11000:{ rss: 1565204480, heapTotal: 1593723904, heapUsed: 1466889432 }
At this point the fan goes wild and the test actually stops...or at leasts starts going very slowly
Does anyone have any other tips than window.close to get rid of the memory leak (or it sure looks like a memory leak)
Thanks!
Peter
Upvotes: 18
Views: 5088
Reputation: 8300
JSDom defers certain operations using process.nextTick
.
When calling JSDom in a synchronous loop, the event loop never gets to run. Thus references to old JSDom window objects are retained and node runs out of memory.
By running some asynchronous code, the event loop will be allowed to run, and it should solve memory leak.
You can simply use setTimeout
with zero delay to allow the event loop to run.
await new Promise(resolve => setTimeout(resolve, 0));
Upvotes: 1
Reputation: 130
A work around for this is to run the jsdom related code in a forked child_process and send back the relevant results when done. then kill the child_process.
Upvotes: 1
Reputation: 5011
Using jsdom 0.6.0 to help scrape some data and ran into the same problem.
window.close
only helped slow the memory leak, but it did eventually creep up till the process got killed.
Running the script with
node --expose-gc myscript.js
Until they fix the memory leak, manually calling the garbage collector in addition to calling window.close
seems to work:
if (process.memoryUsage().heapUsed > 200000000) { // memory use is above 200MB
global.gc();
}
Stuck that after the call to window.close. Memory use immediately drops back to baseline (around 50MB for me) every time it gets triggered. Barely perceptible halt.
update: also consider calling global.gc()
multiple times in succession rather than only once (i.e. global.gc();global.gc();global.gc();global.gc();global.gc();
)
Calling window.gc() multiple times was more effective (based on my imperfect tests), I suspect because it possibly caused chrome to trigger a major GC event rather than a minor one. - https://github.com/cypress-io/cypress/issues/350#issuecomment-688969443
Upvotes: 15
Reputation: 1342
with gulp, memory usage, cleanup, variable delete, window.close()
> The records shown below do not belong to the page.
PR #5343, opened 2019-10-13
Alternative SetupPanel listener fix

RoiEXLab:
This is an alternative fix to #5341 that avoids checking if the listener does actually exist already.

## Functional Changes

[] New map or map update
[] New Feature
[] Feature Removal
[x] Code Cleanup or refactor
[] Configuration Change
[] Bug fix:  
[] Other:   

## Testing

[] No manual testing done
[x] Manually tested

### DIFF
--- a/game-core/src/main/java/games/strategy/engine/framework/startup/ui/SetupPanel.java
+++ b/game-core/src/main/java/games/strategy/engine/framework/startup/ui/SetupPanel.java
@@ -9,7 +9,6 @@ import java.util.ArrayList;
 import java.util.Collection;
 import java.util.List;
 import java.util.Map;
-import java.util.concurrent.CopyOnWriteArrayList;
 import java.util.function.Consumer;
 import javax.annotation.Nullable;
 import javax.swing.Action;
@@ -29,18 +28,16 @@ public abstract class SetupPanel extends JPanel implements SetupModel {
   private static final long serialVersionUID = 4001323470187210773L;
   private static final String SET_ALL_DEFAULT_LABEL = "Default";
 
-  private final List<Consumer<SetupPanel>> listeners = new CopyOnWriteArrayList<>();
+  @Nullable private Consumer<SetupPanel> listener;
 
-  public void addPanelChangedListener(final Consumer<SetupPanel> listener) {
-    listeners.add(listener);
+  public void setPanelChangedListener(final Consumer<SetupPanel> listener) {
+    this.listener = listener;
   }
 
-  public void removePanelChangedListener(final Consumer<SetupPanel> listener) {
-    listeners.remove(listener);
-  }
-
-  void fireListeners() {
-    listeners.forEach(consumer -> consumer.accept(this));
+  void fireListener() {
+    if (listener != null) {
+      listener.accept(this);
+    }
   }
 
   @Nullable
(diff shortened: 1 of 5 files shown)


DanVanAtta:
@asvitkine has better context on this update than I do. @asvitkine, I'm curious for your thoughts here.

asvitkine:
I like the name change from Observer to listener, since Observer is confusing with java.util.Observer.

I'm not sure how I feel about having the logic on the calling side, rather than in the API. Yes, technically the bug is on the calling side and this is fixing it. But the downside are:
  - It still leaves the possibility of other things registering themselves multiple times, which doesn't seem like it would ever be desired.
   - The calling code is more complex.
   - The list gets modified, which is more expensive than just checking membership and not adding.

RoiEXLab:
There are some benefits to this approach as well:
Namely Listeners are now cleaned up when they are no longer needed, reducing the risk of a memory leak. Currently they exist for the lifetime of all the setuppanels and keep a reference to the mainpanel.
Also it's more consistent with the way the majority of listeners work in the triplea codebase: Almost all of them use a list as backing datastructure, and a lot of then provide a way to remove the listener when it's no longer needed.

asvitkine:
That's a good point. Perhaps the best of both worlds would be to have a helper class for lists of observers that could internally do a check that an observer is not added twice when add() is called?

Then we could use this class for all observer lists and it could find such bugs in other places.

DanVanAtta:
Good points! I think before a helper class we should convert to a `Set`. Removing a non-existent `set` member is a no-op and we can avoid the helper class. I'm 95% sure we do not need ordering of listeners.

DanVanAtta:
@RoiEXLab I'm not positive about the 'removeListener'. There are lots of examples of 'removeListener' in the code, but I think those are largely Java legacy. Listeners in the very old days often were implemented with static variables, hence the need to remove listeners. AFAIK modern listener patterns do not explicitly remove listeners and instead rely on objects to fall out of scope. 

In this case, if the 'panel' where we are removing a listener does not fall out of scope, we have a pretty large memory leak. Removing the listener reference to it reduces the footprint of the leak, but we still have a large leak. Any thoughts @RoiEXLab ?

RoiEXLab:
@DanVanAtta In general I agree that remove should be unecessary in most cases.
In this case however because the main panel does allow setting the currently active panel, I think removing the listeners makes sense.

A thought from my side: It could be the case that only one listener is ever really registered, so it might be sufficient to just turn this list into a single field

DanVanAtta:
@RoiEXLab Do you know if the remove listener is strictly necessary? 

I agree it might be easier to have a single element member. That conversion could moot the above question perhaps.    Leaning on YAGNI, if we need multiple we can update it.

game-core/src/main/java/games/strategy/engine/framework/startup/ui/SetupPanel.java
```diff
@@ -31,13 +31,15 @@
 
   private final List<Consumer<SetupPanel>> listeners = new CopyOnWriteArrayList<>();
 
-  public void addObserver(final Consumer<SetupPanel> observer) {
-    if (!listeners.contains(observer)) {
-      listeners.add(observer);
-    }
+  public void addPanelChangedListener(final Consumer<SetupPanel> observer) {
```
DanVanAtta: nit: 'observer' parameter name looks out of place now that we have listeners

RoiEXLab:
@DanVanAtta single field seems to work just fine, let me know if you're fine with my approach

var gb = setInterval(function () {
//only call if memory use is bove 200MB
if (process.memoryUsage().heapUsed > 200000000) {
global.gc();
}
}, 10000); // 10sec
gulp.task('tester', ['clean:raw2'], function() {
return gulp.src('./raw/*.html')
.pipe(logger())
.pipe(map(function(contents, filename) {
var doc = jsdom.jsdom(contents);
var window = doc.parentWindow;
var $ = jquery(window);
console.log( $('title').text() );
var html = window.document.documentElement.outerHTML;
$( doc ).ready(function() {
console.log( "document loaded" );
window.close();
});
return html;
}))
.pipe(gulp.dest('./raw2'))
.on('end', onEnd);
});
and I had constatly between 200mb - 300mb usage, for 7k files. it took 30 minutes. It might be helpful for someone, as i googled and didnt find anything helpful.
Upvotes: 1
Reputation: 112827
You are not giving the program any idle time to do garbage collection. I believe you will run into the same problem with any large object graph created many times tightly in a loop with no breaks.
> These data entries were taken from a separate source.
PR #5346, opened 2019-10-13
launch_db: Busy wait loop and cleanup output

DanVanAtta:
(1) Current db launch script simply waits 5 seconds for DB to startup.
    This update changes that to add a wait loop that checks for DB
    startup every 0.2s and continues if it has started.
(2) Cleanup launch_db output, remove 'set -x' and add echo output to
    log the current action being taken.

 

## Functional Changes

[] New map or map update
[] New Feature
[] Feature Removal
[] Code Cleanup or refactor
[] Configuration Change
[] Bug fix:  
[x] Other:  dev utility script enhancement 

## Testing

[] No manual testing done
[x] Manually tested

- Also ran shellcheck and fixed up shellcheck issues in 'launch_db'

### Before
Screenshot from 2019-10-13 10-52-38

### After
Screenshot from 2019-10-13 10-52-05

## Additional Review Notes

The stop of DB docker container is there to kill any dead containers. We may want to enhance this script in the future to detect if docker is running, if so then execute 'drop_db' to clear database and then re-run flyway and sample data. That should be faster. On the other hand, ensuring that we are going to successfully relaunch DB is of value (drop-db will fail if there are active connections, stopping container should likely kill those connections).

### DIFF
--- a/lobby-db/launch_db
+++ b/lobby-db/launch_db
@@ -34,7 +34,7 @@ function waitForDatabaseToStart() {
     tryAttempt=$((tryAttempt+1))
     # timeout after 10s
     if [ "$tryAttempt" -gt 50 ]; then
-      echo "Aborting DB startup timed out"
+      echo "Aborting DB startup (timed out)"
       exit 1
     fi
   done
--- a/lobby-db/launch_db
+++ b/lobby-db/launch_db
@@ -3,8 +3,7 @@
 # Convenience script to get a local DB up and running on docker
 # with some sample data.
 
-set -u
-set -e
+set -uu
 
 path=$(dirname "$0")
 "$path/run_docker"
--- a/lobby-db/launch_db
+++ b/lobby-db/launch_db
@@ -3,12 +3,40 @@
 # Convenience script to get a local DB up and running on docker
 # with some sample data.
 
-set -eu
+set -u
+set -e
 
-path=$(dirname $0)
+path=$(dirname "$0")
+"$path/run_docker"
 
-$path/run_docker
-sleep 5
-$path/run_flyway
-$path/load_sample_data
+set +e
+echo -n "Waiting for Database start"
+status=1
+tryAttempt=0
+while [ "$status" != 0 ]; do
+  echo 'select 1' \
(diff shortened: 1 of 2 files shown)


lobby-db/launch_db
```diff
@@ -3,12 +3,40 @@
 # Convenience script to get a local DB up and running on docker
 # with some sample data.
 
-set -eu
+set -u
+set -e
```
RoiEXLab: Why this change?
Shouldn't it be the exact same?

lobby-db/launch_db
```diff
@@ -3,12 +3,40 @@
...
-$path/load_sample_data
+set +e
+echo -n "Waiting for Database start"
+status=1
+tryAttempt=0
+while [ "$status" != 0 ]; do
+  echo 'select 1' \
+     | psql -h localhost -U lobby_user lobby_db 2> /dev/null \
+     | grep -q '1 row'
+  status=$?
```
RoiEXLab: In bash you can inline this check into the while condition.
This way there's no need to declare a status variable at all.

See https://stackoverflow.com/a/5274386

DanVanAtta: Indeed, it's preferred even. Something was going wrong with it though... I gave up after 20 minutes.

lobby-db/launch_db
DanVanAtta: Left over from debugging, should be converted back to how it was.

DanVanAtta: Fixed: cb976f3d7

lobby-db/launch_db
DanVanAtta: Just needed to spend a moment longer, managed to get it correctly formatted/syntaxed : )

It actually really helped to have had a working version first and then to iterate to get it right, my first attempt was to have the 'while' loop directly invoke the corresponding command via a variable.. 

Updated 223d6eb

DanVanAtta:
Did another iteration to cleanup the the script. Now extracted the 'wait for db' piece to a function. Please let me know what you think @RoiEXLab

This is substantiated by CheapSteaks's answer, which manually forces the garbage collection. There can't be a memory leak in jsdom if that works, since memory leaks by definition prevent the garbage collector from collecting the leaked memory.
Upvotes: 7
Reputation: 754
I had the same problem with jsdom and switcht to cheerio, which is much faster than jsdom and works even after scanning hundreds of sites. Perhaps you should try it, too. Only problem is, that it dosent have all the selectors which you can use in jsdom.
hope it works for you, too.
Daniel
Upvotes: 4